To do: Note how many lines in the entries below contain the string "Deploy", and answer with that number and no other text.

Source material START

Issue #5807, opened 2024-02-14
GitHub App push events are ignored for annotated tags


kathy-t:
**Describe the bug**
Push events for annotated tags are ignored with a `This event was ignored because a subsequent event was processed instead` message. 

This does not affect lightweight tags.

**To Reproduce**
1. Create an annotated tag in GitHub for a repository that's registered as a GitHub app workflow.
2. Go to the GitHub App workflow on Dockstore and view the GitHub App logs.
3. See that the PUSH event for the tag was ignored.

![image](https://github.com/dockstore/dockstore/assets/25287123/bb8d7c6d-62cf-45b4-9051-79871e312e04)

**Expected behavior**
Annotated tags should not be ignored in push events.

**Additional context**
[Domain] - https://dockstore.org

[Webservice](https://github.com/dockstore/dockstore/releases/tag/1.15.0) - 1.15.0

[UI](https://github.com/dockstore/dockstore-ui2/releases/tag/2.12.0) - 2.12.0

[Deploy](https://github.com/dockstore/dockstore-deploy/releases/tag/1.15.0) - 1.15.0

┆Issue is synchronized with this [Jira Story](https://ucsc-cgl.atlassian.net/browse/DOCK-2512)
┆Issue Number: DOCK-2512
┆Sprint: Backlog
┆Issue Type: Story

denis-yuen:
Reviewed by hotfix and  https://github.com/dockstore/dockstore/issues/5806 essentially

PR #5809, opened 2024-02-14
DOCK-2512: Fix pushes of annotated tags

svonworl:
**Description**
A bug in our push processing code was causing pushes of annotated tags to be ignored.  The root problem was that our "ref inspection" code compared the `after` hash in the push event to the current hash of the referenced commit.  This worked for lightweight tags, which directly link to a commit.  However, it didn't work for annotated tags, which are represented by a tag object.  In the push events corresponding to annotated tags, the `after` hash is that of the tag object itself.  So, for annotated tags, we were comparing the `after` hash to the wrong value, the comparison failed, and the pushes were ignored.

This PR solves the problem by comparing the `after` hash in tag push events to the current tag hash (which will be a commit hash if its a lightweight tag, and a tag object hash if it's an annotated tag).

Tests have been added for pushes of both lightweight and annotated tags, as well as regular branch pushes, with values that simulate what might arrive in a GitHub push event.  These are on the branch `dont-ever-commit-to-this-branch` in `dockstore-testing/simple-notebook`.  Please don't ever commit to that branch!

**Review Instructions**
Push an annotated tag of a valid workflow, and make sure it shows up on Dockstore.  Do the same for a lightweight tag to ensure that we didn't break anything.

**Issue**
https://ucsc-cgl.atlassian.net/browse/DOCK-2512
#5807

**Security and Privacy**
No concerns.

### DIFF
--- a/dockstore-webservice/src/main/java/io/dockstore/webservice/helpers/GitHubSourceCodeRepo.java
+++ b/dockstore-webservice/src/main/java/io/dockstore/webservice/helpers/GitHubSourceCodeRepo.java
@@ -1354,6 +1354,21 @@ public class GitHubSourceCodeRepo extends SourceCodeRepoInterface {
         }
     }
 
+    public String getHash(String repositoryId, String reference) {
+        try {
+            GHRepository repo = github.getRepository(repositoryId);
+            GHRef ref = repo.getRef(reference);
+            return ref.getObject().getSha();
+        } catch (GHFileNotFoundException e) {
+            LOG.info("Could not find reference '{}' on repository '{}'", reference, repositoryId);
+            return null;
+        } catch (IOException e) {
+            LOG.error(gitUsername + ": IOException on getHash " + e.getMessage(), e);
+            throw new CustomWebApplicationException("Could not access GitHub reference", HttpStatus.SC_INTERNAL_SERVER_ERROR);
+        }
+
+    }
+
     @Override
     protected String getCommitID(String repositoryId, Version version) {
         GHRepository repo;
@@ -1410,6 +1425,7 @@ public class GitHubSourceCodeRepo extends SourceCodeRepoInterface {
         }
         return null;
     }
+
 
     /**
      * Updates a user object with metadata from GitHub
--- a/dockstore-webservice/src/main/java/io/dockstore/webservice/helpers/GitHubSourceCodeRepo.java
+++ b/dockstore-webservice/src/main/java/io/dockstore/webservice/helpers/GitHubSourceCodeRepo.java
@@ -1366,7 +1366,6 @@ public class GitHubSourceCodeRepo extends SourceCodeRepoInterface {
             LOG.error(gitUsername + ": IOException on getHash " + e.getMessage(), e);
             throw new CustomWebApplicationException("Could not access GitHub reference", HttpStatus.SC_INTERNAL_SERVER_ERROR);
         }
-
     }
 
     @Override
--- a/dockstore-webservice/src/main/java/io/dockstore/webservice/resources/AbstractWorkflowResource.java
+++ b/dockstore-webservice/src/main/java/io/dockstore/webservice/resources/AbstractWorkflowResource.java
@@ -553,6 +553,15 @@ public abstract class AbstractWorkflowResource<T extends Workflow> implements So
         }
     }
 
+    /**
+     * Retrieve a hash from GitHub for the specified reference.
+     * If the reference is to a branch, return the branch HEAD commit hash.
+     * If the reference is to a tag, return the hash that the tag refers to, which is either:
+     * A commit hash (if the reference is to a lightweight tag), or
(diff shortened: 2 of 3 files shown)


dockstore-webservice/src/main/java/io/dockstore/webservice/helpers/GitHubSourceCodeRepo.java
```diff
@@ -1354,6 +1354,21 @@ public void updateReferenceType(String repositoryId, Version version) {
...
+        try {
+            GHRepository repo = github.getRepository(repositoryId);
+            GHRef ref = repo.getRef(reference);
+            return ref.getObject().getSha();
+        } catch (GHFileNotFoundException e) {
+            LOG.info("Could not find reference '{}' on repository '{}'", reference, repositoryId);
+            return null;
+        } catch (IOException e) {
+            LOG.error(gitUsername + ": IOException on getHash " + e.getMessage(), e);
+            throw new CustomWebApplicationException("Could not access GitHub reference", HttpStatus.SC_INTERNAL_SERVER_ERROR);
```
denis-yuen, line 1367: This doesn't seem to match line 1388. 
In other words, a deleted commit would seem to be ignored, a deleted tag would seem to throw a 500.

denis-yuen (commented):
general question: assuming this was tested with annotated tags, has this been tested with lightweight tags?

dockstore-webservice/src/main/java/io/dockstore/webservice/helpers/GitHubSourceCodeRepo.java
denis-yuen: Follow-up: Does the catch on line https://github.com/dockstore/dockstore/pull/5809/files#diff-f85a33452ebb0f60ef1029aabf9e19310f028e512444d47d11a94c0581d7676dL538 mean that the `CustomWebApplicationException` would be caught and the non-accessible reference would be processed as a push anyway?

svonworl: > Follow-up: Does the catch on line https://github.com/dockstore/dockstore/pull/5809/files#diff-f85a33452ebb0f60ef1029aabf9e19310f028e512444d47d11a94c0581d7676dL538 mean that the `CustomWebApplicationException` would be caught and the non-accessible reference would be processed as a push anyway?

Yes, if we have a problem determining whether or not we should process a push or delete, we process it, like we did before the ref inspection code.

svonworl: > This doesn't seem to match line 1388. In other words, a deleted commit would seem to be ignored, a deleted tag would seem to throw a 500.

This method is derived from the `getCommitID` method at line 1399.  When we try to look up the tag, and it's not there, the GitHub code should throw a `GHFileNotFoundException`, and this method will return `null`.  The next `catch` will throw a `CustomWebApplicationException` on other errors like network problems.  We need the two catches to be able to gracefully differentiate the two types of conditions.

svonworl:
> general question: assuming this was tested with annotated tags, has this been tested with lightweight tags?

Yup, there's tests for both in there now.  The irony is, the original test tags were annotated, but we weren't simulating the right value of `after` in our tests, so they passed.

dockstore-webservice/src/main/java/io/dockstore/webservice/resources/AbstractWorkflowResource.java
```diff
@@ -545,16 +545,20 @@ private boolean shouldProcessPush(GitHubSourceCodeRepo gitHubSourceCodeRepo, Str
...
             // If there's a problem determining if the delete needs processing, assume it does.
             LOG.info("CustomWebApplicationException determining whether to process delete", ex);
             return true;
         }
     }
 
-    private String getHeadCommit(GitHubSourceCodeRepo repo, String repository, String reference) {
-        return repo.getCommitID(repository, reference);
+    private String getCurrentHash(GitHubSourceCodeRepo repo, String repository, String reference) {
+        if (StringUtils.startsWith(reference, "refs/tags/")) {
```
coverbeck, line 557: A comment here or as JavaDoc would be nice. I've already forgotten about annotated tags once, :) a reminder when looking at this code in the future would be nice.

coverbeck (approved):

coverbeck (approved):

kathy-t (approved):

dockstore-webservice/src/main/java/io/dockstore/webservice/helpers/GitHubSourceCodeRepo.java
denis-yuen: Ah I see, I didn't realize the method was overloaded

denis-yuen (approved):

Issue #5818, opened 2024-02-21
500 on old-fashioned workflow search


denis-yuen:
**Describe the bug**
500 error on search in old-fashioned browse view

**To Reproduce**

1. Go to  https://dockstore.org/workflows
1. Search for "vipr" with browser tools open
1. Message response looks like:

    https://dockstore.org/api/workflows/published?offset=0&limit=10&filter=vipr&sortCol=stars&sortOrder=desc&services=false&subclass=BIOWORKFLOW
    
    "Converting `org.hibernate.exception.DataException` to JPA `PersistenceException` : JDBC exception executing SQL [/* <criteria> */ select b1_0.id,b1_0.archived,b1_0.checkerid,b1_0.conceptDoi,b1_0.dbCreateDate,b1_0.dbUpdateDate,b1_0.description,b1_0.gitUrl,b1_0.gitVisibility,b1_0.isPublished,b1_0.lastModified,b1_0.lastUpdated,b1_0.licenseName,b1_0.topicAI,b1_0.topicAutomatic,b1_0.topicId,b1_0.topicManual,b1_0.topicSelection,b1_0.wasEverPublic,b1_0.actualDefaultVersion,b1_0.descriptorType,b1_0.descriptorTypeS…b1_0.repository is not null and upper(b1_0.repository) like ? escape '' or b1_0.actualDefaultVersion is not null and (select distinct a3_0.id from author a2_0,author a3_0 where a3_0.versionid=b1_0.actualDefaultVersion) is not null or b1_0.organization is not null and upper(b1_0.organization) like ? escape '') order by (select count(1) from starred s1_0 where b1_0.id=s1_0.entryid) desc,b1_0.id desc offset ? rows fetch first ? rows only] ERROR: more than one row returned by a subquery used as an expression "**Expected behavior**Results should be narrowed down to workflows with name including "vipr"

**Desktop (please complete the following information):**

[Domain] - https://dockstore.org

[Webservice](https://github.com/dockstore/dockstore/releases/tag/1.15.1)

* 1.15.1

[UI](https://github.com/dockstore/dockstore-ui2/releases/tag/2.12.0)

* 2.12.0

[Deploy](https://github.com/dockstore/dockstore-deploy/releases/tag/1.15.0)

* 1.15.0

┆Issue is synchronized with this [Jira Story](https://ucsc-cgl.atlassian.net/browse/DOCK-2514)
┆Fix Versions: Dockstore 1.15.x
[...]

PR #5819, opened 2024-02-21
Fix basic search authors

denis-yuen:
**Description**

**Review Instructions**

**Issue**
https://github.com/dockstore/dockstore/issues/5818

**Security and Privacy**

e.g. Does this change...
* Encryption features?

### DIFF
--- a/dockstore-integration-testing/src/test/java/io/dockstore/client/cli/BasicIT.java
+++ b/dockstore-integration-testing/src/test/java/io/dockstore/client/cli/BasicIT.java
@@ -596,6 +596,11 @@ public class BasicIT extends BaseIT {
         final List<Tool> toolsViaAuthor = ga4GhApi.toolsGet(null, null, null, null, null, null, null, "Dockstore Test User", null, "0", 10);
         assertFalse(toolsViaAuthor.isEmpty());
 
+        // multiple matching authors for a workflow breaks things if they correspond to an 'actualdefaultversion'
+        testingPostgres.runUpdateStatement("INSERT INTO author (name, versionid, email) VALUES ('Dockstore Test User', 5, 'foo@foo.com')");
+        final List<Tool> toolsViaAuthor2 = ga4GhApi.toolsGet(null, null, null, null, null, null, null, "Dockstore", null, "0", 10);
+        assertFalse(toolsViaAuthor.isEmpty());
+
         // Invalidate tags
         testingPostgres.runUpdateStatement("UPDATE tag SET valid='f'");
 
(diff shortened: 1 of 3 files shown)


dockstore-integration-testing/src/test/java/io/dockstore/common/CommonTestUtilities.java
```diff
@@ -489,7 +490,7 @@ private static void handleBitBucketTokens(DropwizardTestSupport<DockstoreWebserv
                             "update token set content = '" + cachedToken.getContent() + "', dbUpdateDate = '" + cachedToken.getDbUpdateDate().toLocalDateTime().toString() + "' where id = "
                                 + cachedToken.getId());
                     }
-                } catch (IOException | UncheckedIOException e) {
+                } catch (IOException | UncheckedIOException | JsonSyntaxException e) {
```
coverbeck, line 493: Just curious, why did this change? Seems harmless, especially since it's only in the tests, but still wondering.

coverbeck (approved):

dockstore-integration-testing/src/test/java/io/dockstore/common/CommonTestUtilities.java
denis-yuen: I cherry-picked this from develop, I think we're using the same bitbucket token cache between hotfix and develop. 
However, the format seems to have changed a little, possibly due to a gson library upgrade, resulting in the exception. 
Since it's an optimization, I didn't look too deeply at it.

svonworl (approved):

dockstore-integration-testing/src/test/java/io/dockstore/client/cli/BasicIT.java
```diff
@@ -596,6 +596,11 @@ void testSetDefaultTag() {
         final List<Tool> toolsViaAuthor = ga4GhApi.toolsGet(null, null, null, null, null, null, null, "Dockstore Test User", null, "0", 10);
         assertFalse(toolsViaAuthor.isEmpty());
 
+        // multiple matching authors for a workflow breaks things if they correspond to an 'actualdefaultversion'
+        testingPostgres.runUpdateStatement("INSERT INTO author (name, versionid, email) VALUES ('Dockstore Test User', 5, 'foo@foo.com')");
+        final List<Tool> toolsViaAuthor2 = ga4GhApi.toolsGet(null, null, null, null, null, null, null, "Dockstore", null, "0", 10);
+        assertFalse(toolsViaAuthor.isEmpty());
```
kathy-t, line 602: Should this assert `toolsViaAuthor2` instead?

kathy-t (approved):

Source material END

Exercise solution: 2